2143 TOV proteins had a better hit to PSA viruses than existing RefSeq proteins.

Proteins from these datasets that did not share significant homology to existing proteins in NCBI’s RefSeq were considered unaffiliated. Some people refer to this as the “unknown” or “dark matter” of the virus protein universe. We sought to deterine how many of these unaffiliated proteins (e.g., do not form protein clusters with existing proteins in RefSeq) formed homology-based protein clusters with PSA phage proteins. “Affiliation” was assigned based on a significance threshold of blastp bit score >50.
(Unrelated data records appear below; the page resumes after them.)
PR #286, opened 2025-10-22
Adding joint movements into the wholebody scaffold

0huitzil:
Continuous work regarding the addition of joint flexion and abduction movements into the wholebody scaffold. 
Highlights
- Network layout structure for the 1d stickman is now created using a script, using the number of elements on each section as parameters. Both this script and the number of elements for each body section are now stored on a new file utils/human_network_layout.py 
- Arm has been divided into upper arm (brachium) and lower arm (antebrachium), both on the 1D and 3D scaffolds 
- Leg has been divided into upper leg and lower leg, both on the 1D and 3D scaffolds 
- Added flexion functionality at the elbows, knees and ankles. Flexion angle is a user-modifiable parameter, which changes the position and frame of reference at the joint node to ensure a smooth transition in the tube network. This code is a temporary fix, which works well for all the flexion angles tested, but causes deformations in the scaffold in the number of elements on the corresponding region of the 3D scaffold is changes. From my testing, it seems like there is no way to avoid this unless we set two frames of reference at the joint node (which is not currently possible). But I could be wrong. 
- Some flexion functionality has been added into the shoulder joint as well, but this is still a work in progress. The current code does not work well for flexion angles > 90 degrees. Most likely, the same mechanism for adding flexion into the shoulder will work for the hip (which is the other mayor flexion movement missing) 
- Also fixed a missing import on the split function in utils/networkmesh. I ended up not needing this fix, but I am including it still as a bugfix.


ghost:
@0huitzil do these tests need to pass before RC reviews it? 
What's the status of things (from memory there should be a PR)?

0huitzil:
@dananana-batman This is the PR for the joints itself. The tests are very sensitive to small changes in the scaffold, which I have to adjust every time I push changes to it. For the sake of time, I only update them semi-regularly. Though I will make sure to update them again once RC is back and has time to look at the PR

PR #331, opened 2020-08-06
Added new address mapping to DRAMSim3

farzamgl:
- Added the `rochrababgco` address mapping to the translation modules
- Fixed a small error in Verilog parameter validation vs DRAMSim3

### DIFF
--- a/bsg_test/bsg_dramsim3_pkg.v
+++ b/bsg_test/bsg_dramsim3_pkg.v
@@ -26,6 +26,14 @@ package bsg_dramsim3_hbm2_8gb_x128_pkg;
   parameter string config_p="HBM2_8Gb_x128.ini";
   parameter address_mapping_p=bsg_dramsim3_pkg::e_ro_ra_bg_ba_ch_co;
 
+  typedef struct packed {
+    logic [$clog2(num_rows_p)-1:0] ro;
+    logic [$clog2(num_bg_p)-1:0] bg;
+    logic [$clog2(num_ba_p)-1:0] ba;
+    logic [$clog2(num_columns_p)-1:0] co;
+    logic [$clog2(data_width_p>>3)-1:0] byte_offset;
+  } dram_ch_addr_s;
+
 endpackage // bsg_dramsim3_hbm2_8gb_x128_pkg
 
 package bsg_dramsim3_hbm2_4gb_x128_pkg;
@@ -41,6 +49,15 @@ package bsg_dramsim3_hbm2_4gb_x128_pkg;
   parameter longint size_in_bits_p=2**35; // 4GB (32Gb)
   parameter string config_p="HBM2_4Gb_x128.ini";
   parameter address_mapping_p=bsg_dramsim3_pkg::e_ro_ra_bg_ba_ch_co;
+
+  typedef struct packed {
+    logic [$clog2(num_rows_p)-1:0] ro;
+    logic [$clog2(num_bg_p)-1:0] bg;
+    logic [$clog2(num_ba_p)-1:0] ba;
+    logic [$clog2(num_columns_p)-1:0] co;
+    logic [$clog2(data_width_p>>3)-1:0] byte_offset;
+  } dram_ch_addr_s;
+
 endpackage // bsg_dramsim3_hbm2_8gb_x128_pkg
 
 package bsg_dramsim3_lpddr3_8gb_x32_1600_pkg;
@@ -56,6 +73,14 @@ package bsg_dramsim3_lpddr3_8gb_x32_1600_pkg;
   parameter longint size_in_bits_p=2**34; // 2GB (16Gb)
   parameter string config_p="LPDDR3_8Gb_x32_1600.ini";
   parameter address_mapping_p=bsg_dramsim3_pkg::e_ro_ch_ra_ba_bg_co;
+
+  typedef struct packed {
+    logic [$clog2(num_rows_p)-1:0] ro;
+    logic [$clog2(num_ba_p)-1:0] ba;
+    logic [$clog2(num_columns_p)-1:0] co;
+    logic [$clog2(data_width_p>>3)-1:0] byte_offset;
+  } dram_ch_addr_s;
+
 endpackage // bsg_dramsim3_lpddr3_8gb_x32_1600_pkg
 
 `define dramsim3_ba_width(num_ba_mp) $clog2(num_ba_mp)
--- a/bsg_test/bsg_dramsim3_pkg.v
+++ b/bsg_test/bsg_dramsim3_pkg.v
@@ -18,8 +18,10 @@ package bsg_dramsim3_hbm2_8gb_x128_pkg;
   parameter int data_width_p=256;
   parameter int num_channels_p=8;
   parameter int num_columns_p=64;
+  parameter int num_rows_p=32768;
   parameter int num_ba_p=4;
   parameter int num_bg_p=4;
+  parameter int num_ranks_p=1;
   parameter longint size_in_bits_p=2**36; // 8GB (64Gb)
   parameter string config_p="HBM2_8Gb_x128.ini";
   parameter address_mapping_p=bsg_dramsim3_pkg::e_ro_ra_bg_ba_ch_co;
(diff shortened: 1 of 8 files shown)


bsg_test/bsg_nonsynth_dramsim3_map.v
```diff
@@ -39,5 +53,31 @@ module bsg_nonsynth_dramsim3_map
...
+      else if (i >= mem_ra_pos_lp)
+        assign mem_addr_o[i] = ch_addr_i[ra_pos_lp+i-mem_ra_pos_lp];
+      else if (i >= mem_ba_pos_lp)
+        assign mem_addr_o[i] = ch_addr_i[ba_pos_lp+i-mem_ba_pos_lp];
+      else if (i >= mem_bg_pos_lp)
+        assign mem_addr_o[i] = ch_addr_i[bg_pos_lp+i-mem_bg_pos_lp];
+      else if (i >= mem_co_pos_lp)
+        assign mem_addr_o[i] = ch_addr_i[co_pos_lp+i-mem_co_pos_lp];
+      else
+        assign mem_addr_o[i] = 1'b0;
```
tommydcjung, line 79: Can we just do "assign mem_addr_o = {ch_addr_i[], ch_addr_i[], ch_addr_i[], ...};" ?

farzamgl: Not really because SystemVerilog doesn't like signals with zero widths and some of the fields can be empty depending on the parameters.

testing/bsg_test/dramsim3_bandwidth/testbench.v
```diff
@@ -1,7 +1,7 @@
 `include "bsg_nonsynth_dramsim3.svh"
 
 
-`define dram_pkg bsg_dramsim3_hbm2_8gb_x128_pkg
+`define dram_pkg bsg_dramsim3_lpddr3_8gb_x32_1600_pkg
```
taylor-bsg, line 4: Instead of flip-flopping back and forth by manually editing the file, does it make sense to just add two more tests and then include the common source file?

farzamgl: Oh, that's actually wrong. I forgot to revert that line back. That testbench is not for lpddr3.

mrutt92: Or define it from the command line.

bsg_test/bsg_nonsynth_dramsim3_map.v
dpetrisko: Not necessarily suggesting it, but I recently discovered that you can use zero width signal in concatenations:

https://verificationacademy.com/forums/systemverilog/zero-bit-width-array

farzamgl: Yeah but you cannot address a zero width part of an array with [... +: 0]

testing/bsg_test/dramsim3_bandwidth/testbench.v
farzamgl: The problem with that is that the python files that generate the trace are all hardcoded for HBM2.

bsg_test/bsg_nonsynth_dramsim3_map.v
dpetrisko: The idea would be to do something like this {actual_slice!=0{ch_addr_i[0+:BSG_MAX(1, actual_slice)}}

farzamgl: I see. Yeah, I think this way is a bit cleaner.

farzamgl:
Can we merge this, if there aren't any specific issues?

drichmond:
Has anyone run this PR in HammerBlade?

bsg_test/bsg_dramsim3_pkg.v
```diff
@@ -68,22 +75,11 @@ endpackage // bsg_dramsim3_hbm2_8gb_x128_pkg
...
-    logic [`dramsim3_ro_width(ch_addr_width_mp, data_width_mp, num_ba_mp, num_bg_mp, num_columns_mp)-1:0] ro; \
-    logic [`dramsim3_bg_width(num_bg_mp)-1:0] bg; \
-    logic [`dramsim3_ba_width(num_ba_mp)-1:0] ba; \
-    logic [`dramsim3_co_width(num_columns_mp)-1:0] co; \
-    logic [`dramsim3_byte_offset_width(data_width_mp)-1:0] byte_offset; \
-  } typename_mp
+`define dramsim3_ra_width_pkg(dram_pkg) \
+  `dramsim3_ra_width(dram_pkg::num_ranks_p)
 
-`define declare_dramsim3_ch_addr_s_with_pkg(typename_mp, dram_pkg) \
```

Now to explore the contribution of PSA phages to annotating the unknown virus protein universe…

PTOV_PSAonly<-read.table("/Users/duhaimem/Box Sync/manuscripts_in_prep/PSA_comparative_genomics/2016Nov_PSA_phage_comparative_genomics/PSAphage_git_wd/TOV_43-vs-PSA_PSA-hits-only.csv", header=FALSE)
#View(PTOV_PSAonly)
colnames(PTOV_PSAonly) <- c("query","sbjt","%id","algnmt_ln","mismtch","gaps","q.start","q.end","s.start","s.end","eval","bit")

datatable(as.matrix(summary(PTOV_PSAonly$bit)), 
          options = list(pageLength = 6),
          caption = "Summary of TOV-PSA blastp bitscores"
          )
datatable(as.matrix(summary(PTOV_PSAonly$eval)), 
          options = list(pageLength = 6),
          caption = "Summary of TOV-PSA blastp e-values"
          )
PTOV_PSAonly_protsumm <- aggregate(as.character(query) ~ sbjt, PTOV_PSAonly, list)
PTOV_PSAonly_protsumm["PTOV_hit_cnt"] <- lengths(PTOV_PSAonly_protsumm$`as.character(query)`)
PTOV_PSAonly_protsumm <- PTOV_PSAonly_protsumm[c(1,3,2)]
names(PTOV_PSAonly_protsumm)[3] <- "PTOV_hit_cnt"

datatable(PTOV_PSAonly_protsumm, 
          options = list(pageLength = 10),
          caption = "PSA phage proteins (sbjt) and the list of best hits to proteins in POV and TOV datasets (query)"
          )
write.table(PTOV_PSAonly_protsumm[,1:2],"/Users/duhaimem/Box Sync/manuscripts_in_prep/PSA_comparative_genomics/2016Nov_PSA_phage_comparative_genomics/PSAphage_git_wd/PTOV_PSAonly_protsumm.tsv", row.names = FALSE, col.name=TRUE, quote=FALSE, sep="\t")

579 TOV proteins had hits exclusively to PSA proteins, with no significant homology to existing RefSeq proteins. In other words, the PSA phages helped to annotate 579 otherwise unknown ocean virus metagenome proteins as bonafide phage proteins.